Ada yang menjadikan mazhab sebagai pegangan utama. Ada yang menjadikan tokoh sebagai rujukan mutlak. Ada yang mengutamakan tradisi leluhur. Ada pula yang menganggap riwayat tertentu tidak boleh dipertanyakan.
Pertanyaannya bukan apakah manusia boleh berbeda dalam memahami ayat. Perbedaan pemahaman adalah bagian dari kehidupan manusia.
Pertanyaan yang lebih mendasar adalah:
Jika Allah menurunkan satu kitab sebagai petunjuk, mengapa manusia kemudian menjadikan begitu banyak sumber sebagai pegangan yang tidak boleh dikritik?
Kajian Syahida melalui metode Al-Qur’an Bil Al-Qur’an mencoba mencari jawabannya dari Al-Qur’an sendiri.
Satu Kitab untuk Satu Umat
Al-Qur’an memperkenalkan dirinya sebagai kitab yang diturunkan Allah untuk menjadi petunjuk.
Firman Allah:
ذَٰلِكَ الْكِتَابُ لَا رَيْبَ فِيهِ ۛ هُدًى لِّلْمُتَّقِينَ
“Kitab (Al-Qur’an) ini tidak ada keraguan padanya; petunjuk bagi orang-orang yang bertakwa.”
(QS. Al-Baqarah [2]: 2)
Kata yang sangat penting dalam ayat ini adalah هُدًى — hudan, yaitu petunjuk.
Al-Qur’an tidak diperkenalkan sekadar sebagai kitab sejarah atau kumpulan nasihat moral. Ia diperkenalkan sebagai petunjuk.
Karena itu, ketika berbicara tentang pegangan keagamaan, pertanyaan pertama seharusnya bukan:
“Menurut siapa?”
Melainkan:
“Apa yang dikatakan Allah dalam Kitab-Nya?”
Al-Qur’an Mengaku sebagai Petunjuk yang Paling Lurus
Allah kembali menjelaskan fungsi Al-Qur’an:
إِنَّ هَٰذَا الْقُرْآنَ يَهْدِي لِلَّتِي هِيَ أَقْوَمُ
“Sesungguhnya Al-Qur’an ini memberi petunjuk kepada jalan yang paling lurus.”
(QS. Al-Isra’ [17]: 9)
Jika Al-Qur’an memberi petunjuk kepada jalan yang paling lurus, maka keberadaan Al-Qur’an tidak dapat diposisikan hanya sebagai pelengkap dari berbagai sumber lain yang memiliki otoritas agama yang sama.
Al-Qur’an harus menjadi standar untuk menilai berbagai klaim keagamaan.
Inilah salah satu prinsip penting Kajian Syahida:
Al-Qur’an dibaca dengan Al-Qur’an, bukan dipaksa mengikuti pendapat manusia terlebih dahulu.

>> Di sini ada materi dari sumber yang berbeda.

PR #13513, opened 2023-09-11
chore(api): disable legacy calibration accessors on flex

sfoster1:
We had a lot of spammy logs in the api log about missing or malformed pipette and tip length calibration.

The missing calibrations should not be logged at info level - these are polled and this is a level state, so it just ends up being spammy. The malformed calibrations though should be, and it's weird that we were getting them.

The culprit is that <7.0.0 apps poll routes to get pipette offset and tip length because that's what you do on the ot2, and the implementations of those routes hardcode the ot2 calibration models - reasonable, since we completely replaced them for the flex. So you'd only get those logs if an old app was polling the robot.

To fix that, I made the routes shortcircuit with a 403 forbidden / not allowed on hardware error. This won't affect the flex because the app doesn't check that route on flex.

### DIFF
--- a/api/src/opentrons/calibration_storage/ot2/pipette_offset.py
+++ b/api/src/opentrons/calibration_storage/ot2/pipette_offset.py
@@ -91,7 +91,7 @@ def get_pipette_offset(
         log.debug(f"Calibrations for {pipette_id} on {mount} does not exist.")
         return None
     except (json.JSONDecodeError, ValidationError):
-        log.debug(
+        log.warning(
             f"Malformed calibrations for {pipette_id} on {mount}. Please factory reset your calibrations."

Allah Memerintahkan Berpegang Teguh kepada Kitab
Yang menarik, Al-Qur’an bukan hanya mengatakan bahwa dirinya adalah petunjuk. Al-Qur’an juga menggunakan ungkapan berpegang teguh kepada Kitab.
Firman Allah:
وَالَّذِينَ يُمَسِّكُونَ بِالْكِتَابِ وَأَقَامُوا الصَّلَاةَ إِنَّا لَا نُضِيعُ أَجْرَ الْمُصْلِحِينَ
“Dan orang-orang yang berpegang teguh kepada Kitab dan mendirikan shalat, sungguh Kami tidak menyia-nyiakan pahala orang-orang yang mengadakan perbaikan.”
(QS. Al-A’raf [7]: 170)
Perhatikan objek dari kata يُمَسِّكُونَ — yumassikūna, yaitu sesuatu yang dipegang teguh.
Objeknya adalah:
بِالْكِتَابِ — Al-Kitab.
Ayat ini memberikan arah yang sangat jelas.
Allah tidak mengatakan:
“Berpegang teguhlah kepada golongan.”
Tidak pula:
“Berpegang teguhlah kepada mazhab.”
Melainkan:
berpegang teguh kepada Kitab.
Satu Tali, Bukan Banyak Tali
Allah juga berfirman:
وَاعْتَصِمُوا بِحَبْلِ اللَّهِ جَمِيعًا وَلَا تَفَرَّقُوا
“Dan berpegang teguhlah kamu semuanya kepada tali Allah dan janganlah kamu bercerai-berai.”
(QS. Ali ‘Imran [3]: 103)
Ayat ini menggunakan kata حَبْلِ اللَّهِ — hablillāh, yaitu tali Allah.
Menariknya, Allah memerintahkan:
جَمِيعًا — semuanya.
Artinya, umat diminta mempunyai titik pegangan yang sama.
Bukan setiap kelompok memiliki “tali” sendiri-sendiri.
Bukan setiap mazhab memiliki kebenaran yang terpisah.
Bukan setiap tokoh menjadi pusat kesetiaan yang berbeda.
Yang diperintahkan adalah satu tali Allah.
Apa Hubungan “Tali Allah” dengan Al-Qur’an?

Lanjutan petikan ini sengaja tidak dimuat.